# Spidey 3



## RAXL (Jul 9, 2004)

Oh, looks, it's the Sandman. 

The f'ing Sandman?! Please. 
Spidey sucks him up into a friggin vacuum cleaner the first time they fight.  And this clown makes it into a movie?
Dear god. This is just another reason I have no use for this film franchise.


----------



## Dr Morbius (Sep 21, 2004)

Maybe they'll make him more of a challenge for Spidey in the movie..who knows. Sandman could be a great villian if written right!


----------



## Sinister (Apr 18, 2004)

Don't forget Hobgoblin a'la harry Osbourne will probably be a factor too. I have also heard that Venom will be in this, with Topher Grace maybe playing Eddie Brock? Personally, I would have rather seen Electro, Jackal or Morbius than I would Sandman, whom I feel next to maybe the Vulture is the most uninteresting of Spidey's villains. There are also rumours of Felicia Hardy, but this **** is still a year and a half away so who knows what will go down between now and then?


----------



## claymud (Aug 21, 2005)

I would love to see Venom in a movie... as for the sandman, as long as they make him a smarter villan that would be better... as for Osbourn who knows he could try and kill peter or just embrace what his fauther was.


----------



## RAXL (Jul 9, 2004)

You _might_ be this close to seeing Electro....:ninja:


----------



## Sinister (Apr 18, 2004)

Really? Is there something you know that you're not telling me, ol' buddy? :ninja:


----------



## RAXL (Jul 9, 2004)

Well, I guess there are some quotes floating around from that broad who plays MJ, talking about "Sandman and Electro".
At the same time, there are CONFIRMED costume tests of the infamous "black costume", which is spelt V-E-N-O-M.
But, c'mon, we know that the kid from "That 70's Show" has been cast. Who does he look more like, Eddie Brock (Venom) or Max Dillon (Electro).

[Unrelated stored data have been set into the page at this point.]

PR #1445, opened 2021-07-29
improve map conformance without losing perf

neeldug:
Improves conformance but avoids following spec directly for performance implications.

### DIFF
--- a/boa/src/builtins/map/mod.rs
+++ b/boa/src/builtins/map/mod.rs
@@ -259,7 +259,7 @@ impl Map {
                     }
                     _ => key.clone(),
                 };
-                map.insert(key, value.into());
+                map.insert(key, value.clone());
                 map.len()
             } else {
                 return Err(context.construct_type_error("'this' is not a Map"));
--- a/boa/src/builtins/map/mod.rs
+++ b/boa/src/builtins/map/mod.rs
@@ -1,4 +1,4 @@
-//! This module implements the global `Map` objest.
+//! This module implements the global `Map` object.
 //!
 //! The JavaScript `Map` class is a global object that is used in the construction of maps; which
 //! are high-level, key-value stores.
@@ -21,7 +21,7 @@ use crate::{
     },
     property::{Attribute, PropertyDescriptor, PropertyNameKind},
     symbol::WellKnownSymbols,
-    BoaProfiler, Context, JsBigInt, JsResult, JsValue,
+    BoaProfiler, Context, JsResult, JsValue,
 };
 use ordered_map::OrderedMap;
 
@@ -257,20 +257,6 @@ impl Map {
                             key.into()
                         }
                     }
-                    JsValue::Integer(i) => {
-                        if i.is_zero() {
-                            JsValue::Integer(0)
-                        } else {
-                            key.into()
-                        }
-                    }
-                    JsValue::BigInt(b) => {
-                        if b.is_zero() {
-                            JsValue::BigInt(JsBigInt::from(0))
-                        } else {
-                            key.into()
-                        }
-                    }
                     _ => key.into(),
                 };
                 map.insert(key, value.into());
@@ -349,22 +335,6 @@ impl Map {
             JsValue::Rational(r) => {
                 if r.is_zero() {
                     temp_v = JsValue::Rational(0f64);
-                    &temp_v
-                } else {
-                    key
-                }
-            }
-            JsValue::Integer(i) => {
-                if i.is_zero() {
-                    temp_v = JsValue::Integer(0);
-                    &temp_v
-                } else {
-                    key
-                }
-            }
-            JsValue::BigInt(b) => {
-                if b.is_zero() {
-                    temp_v = JsValue::BigInt(JsBigInt::from(0));
                     &temp_v
                 } else {
                     key
--- a/boa/src/builtins/map/mod.rs
+++ b/boa/src/builtins/map/mod.rs
@@ -254,10 +254,10 @@ impl Map {
                         if r.is_zero() {
                             JsValue::Rational(0f64)
                         } else {
-                            key.into()
+                            key.clone()
                         }
                     }
-                    _ => key.into(),
+                    _ => key.clone(),
                 };
                 map.insert(key, value.into());
                 map.len()
@@ -287,15 +287,6 @@ impl Map {
         args: &[JsValue],
         context: &mut Context,
     ) -> JsResult<JsValue> {
-        // 1. Let M be the this value.
-        // 2. Perform ? RequireInternalSlot(M, [[MapData]]).
-        {
-            let obj = this.as_object().unwrap_or_default();
-            let obj = obj.borrow();
-            obj.as_map_ref().ok_or_else(|| {
-                context.construct_type_error("Map.prototype.clear called with invalid value")
-            })?;
-        }
         let key = args.get_or_undefined(0);
 
         let (deleted, size) = if let Some(object) = this.as_object() {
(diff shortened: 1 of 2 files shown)


neeldug:
  | Passed | 28,442 | 28,456 | **+14** |
  | Ignored | 15,614 | 15,614 | 0 |
  | Failed | 34,841 | 34,827 | **-14** |
  | Panics | 2 | 2 | 0 |
  | Conformance | 36.05% | 36.07% | **+0.02%** |
  
  ```
  test/built-ins/Map/prototype/get/returns-value-normalized-zero-key.js [strict mode] (previously Failed)
  test/built-ins/Map/prototype/get/returns-value-normalized-zero-key.js (previously Failed)
  test/built-ins/Map/prototype/forEach/first-argument-is-not-callable.js [strict mode] (previously Failed)
  test/built-ins/Map/prototype/forEach/first-argument-is-not-callable.js (previously Failed)
  test/built-ins/Map/prototype/set/append-new-values-normalizes-zero-key.js [strict mode] (previously Failed)
  test/built-ins/Map/prototype/set/append-new-values-normalizes-zero-key.js (previously Failed)
  test/built-ins/Map/prototype/set/replaces-a-value-normalizes-zero-key.js [strict mode] (previously Failed)
  test/built-ins/Map/prototype/set/replaces-a-value-normalizes-zero-key.js (previously Failed)
  test/built-ins/Map/prototype/clear/context-is-not-map-object.js [strict mode] (previously Failed)
  test/built-ins/Map/prototype/clear/context-is-not-map-object.js (previously Failed)
  test/built-ins/Map/prototype/clear/context-is-set-object-throws.js [strict mode] (previously Failed)
  test/built-ins/Map/prototype/clear/context-is-set-object-throws.js (previously Failed)
  test/built-ins/Map/prototype/clear/context-is-not-object.js [strict mode] (previously Failed)
  test/built-ins/Map/prototype/clear/context-is-not-object.js (previously Failed)
  ```
  </details>

Razican:
Hello @neeldug ! thank you for the contribution and sorry for the delay in the review. It seems this requires a rebase, and it seems to be failing some clippy checks.

RageKnify (approved):

neeldug:
I think this was implemented according to spec recently, only thing I could find that could be fixed is that arrays should store objects and not primitives in JS which is causing all of the `instanceof` testcases to fail.

raskad (approved):

boa/src/builtins/map/mod.rs
```diff
@@ -248,7 +249,31 @@ impl Map {
...
+                    }
+                    JsValue::BigInt(b) => {
+                        if b.is_zero() {
+                            JsValue::BigInt(JsBigInt::from(0))
+                        } else {
+                            key.into()
+                        }
+                    }
+                    _ => key.into(),
+                };
```
jedel1043, line 275: This checks for -0.0f, right? Wouldn't be enough with the `JsValue::Rational` branch?

neeldug: Yep, just realised you're totally right, no need for the extra branches, thanks!

boa/src/builtins/map/mod.rs
```diff
@@ -248,7 +249,17 @@ impl Map {
 
         let size = if let Some(object) = this.as_object() {
             if let Some(map) = object.borrow_mut().as_map_mut() {
-                map.insert(key.clone(), value.clone());
+                let key = match key {
+                    JsValue::Rational(r) => {
+                        if r.is_zero() {
+                            JsValue::Rational(0f64)
+                        } else {
+                            key.into()
```
jedel1043, line 257:
```suggestion
                            key.clone()
```
Prefer using `clone` instead of `into` when converting a `&JsValue` into a `JsValue`. Also applies for the other `into`s.
We should remove the implementation of `From<&JsValue>` for `JsValue`, really.

boa/src/builtins/map/mod.rs
```diff
@@ -276,6 +287,15 @@ impl Map {
...
     ) -> JsResult<JsValue> {
+        // 1. Let M be the this value.
+        // 2. Perform ? RequireInternalSlot(M, [[MapData]]).
+        {
+            let obj = this.as_object().unwrap_or_default();
+            let obj = obj.borrow();
+            obj.as_map_ref().ok_or_else(|| {
+                context.construct_type_error("Map.prototype.clear called with invalid value")
+            })?;
+        }
```
jedel1043, line 298: Is this check necessary? This is the exact same check that the `if let Some(map) = object.borrow_mut().as_map_mut()` takes care of.

boa/src/builtins/map/mod.rs
```diff
@@ -309,6 +329,20 @@ impl Map {
...
+                if r.is_zero() {
+                    temp_v = JsValue::Rational(0f64);
+                    &temp_v
+                } else {
+                    key
+                }
+            }
+            _ => key,
+        };
+
```
jedel1043, line 345:
```suggestion
        const JS_ZERO: &JsValue = &JsValue::Rational(0f64);

        let key = args.get_or_undefined(0);

        let key = match key {
            JsValue::Rational(r) => {
                if r.is_zero() {
                    JS_ZERO
                } else {
                    key
                }
            }
            _ => key,
        };
```

A constant is more readable than a free `temp_v`.

boa/src/builtins/map/mod.rs
```diff
@@ -333,7 +367,20 @@ impl Map {
...
+    pub(crate) fn clear(this: &JsValue, _: &[JsValue], context: &mut Context) -> JsResult<JsValue> {
+        // 1. Let M be the this value.
+        // 2. Perform ? RequireInternalSlot(M, [[MapData]]).
+        {
+            let obj = this.as_object().unwrap_or_default();
+            let obj = obj.borrow();
+            obj.as_map_ref().ok_or_else(|| {
+                context.construct_type_error("Map.prototype.clear called with invalid value")
+            })?;
+        }
```
jedel1043, line 379: Same concerns as the previous one. This check could be avoided if we do `if let Some(obj) = this.as_object()` and `if let Some(map) = obj.mut_borrow().as_map_mut()` instead of `set_data`.

jedel1043 (changes requested):
Some more changes and questions.

neeldug:
Did check and it's unnecessary for delete, and for clear this should work, couldn't find a clean way to replace the reference with a new map so went into OrderedMap to create a method.

boa/src/builtins/map/mod.rs
```diff
@@ -333,12 +357,23 @@ impl Map {
     ///
     /// [spec]: https://tc39.es/ecma262/#sec-map.prototype.clear
     /// [mdn]: https://developer.mozilla.org/en-US/docs/Web/JavaScript/Reference/Global_Objects/Map/clear
-    pub(crate) fn clear(this: &JsValue, _: &[JsValue], _: &mut Context) -> JsResult<JsValue> {
-        this.set_data(ObjectData::map(OrderedMap::new()));
-
-        Self::set_size(this, 0);
```
jedel1043, line 339: Missed the `set_size` on the new version. That's why some tests now fail. You can put if after the `if let`, but we should really consider implementing the `get Map.prototype.size` accessor instead of managing the state ourselves.

boa/src/builtins/map/ordered_map.rs
```diff
@@ -142,6 +142,10 @@ impl<V> OrderedMap<V> {
         }
     }
 
+    pub fn clear(&mut self) {
+        self.map.truncate(0);
```
jedel1043, line 146: You can use `self.map.clear()`. The implementation of `clear` is internally `truncate(0)`, and both run at O(n) because they need to run the destructors of all the elements. If you're worried about the allocated memory, you can add a `shrink_to_fit`.

boa/src/builtins/map/mod.rs
```diff
@@ -248,7 +249,17 @@ impl Map {
...
+                    JsValue::Rational(r) => {
+                        if r.is_zero() {
+                            JsValue::Rational(0f64)
+                        } else {
+                            key.clone()
+                        }
+                    }
+                    _ => key.clone(),
+                };
+                map.insert(key, value.into());
```
jedel1043, line 262:
```suggestion
                map.insert(key, value.clone());
```
Missed one :)

jedel1043 (changes requested):
Small nitpicks. We can merge it after this gets fixed :D

jedel1043 (approved):
Great work!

Going one step farther, some people have counted up three different villians, and come up with a new number:
One. 
One villian. Named....The Chameleon.

Going even deeper, there is still the Lizard issue to be dealt with. I'm pretty sure they put Doctor Curt Conners into the second film ( I never saw it), and why have him in it, if he doesn't become the Lizard at some point.

Going STILL deeper, yeah, there is still the Harry Osborne problem. 
I'm not sure where all this Hobgoblin talk came from. Harry was NEVER the Hobgoblin. Rodderick Kingsley,Lefty Donovan, Ned Leeds and Jason Macendale were Hobgoblins. Macendale was also Jack O' Lantern, and later became the "possessed by a demon" version of Hobgoblin during Inferno. Flash Thompson was arressted by the cops because they thought he was Hobgoblin at one point. But I don't know if Flash is in the films.
Harry became the Green Goblin, after Norman "died". Will Harry pick up that absurd Green Goblin helmet in the third film? Will Willem Dafoe return as Norman for the whole film, not just "crazy halucinations"?

And what about John Jameson? Does he ever get to be The Man Wolf? All they needed to do was send him to space already, and he could've picked up both the symbiote (black costume) and the moon rock that turns him into a wolf man.

Hell, I went off on a tirade here. And nobody knows what I'm talking about.


----------



## Sinister (Apr 18, 2004)

I know precisely what you're talking about. Remember I'm a geek fanboy myself when it comes to such useless knowledge. 

I suspect Grace will be Electro if that is indeed the direction they're going and Jameson will probably pick up the symbiote in some space trip. However, I think Eddie Brock is briefly in Spidey 2, just a flash and then nothing.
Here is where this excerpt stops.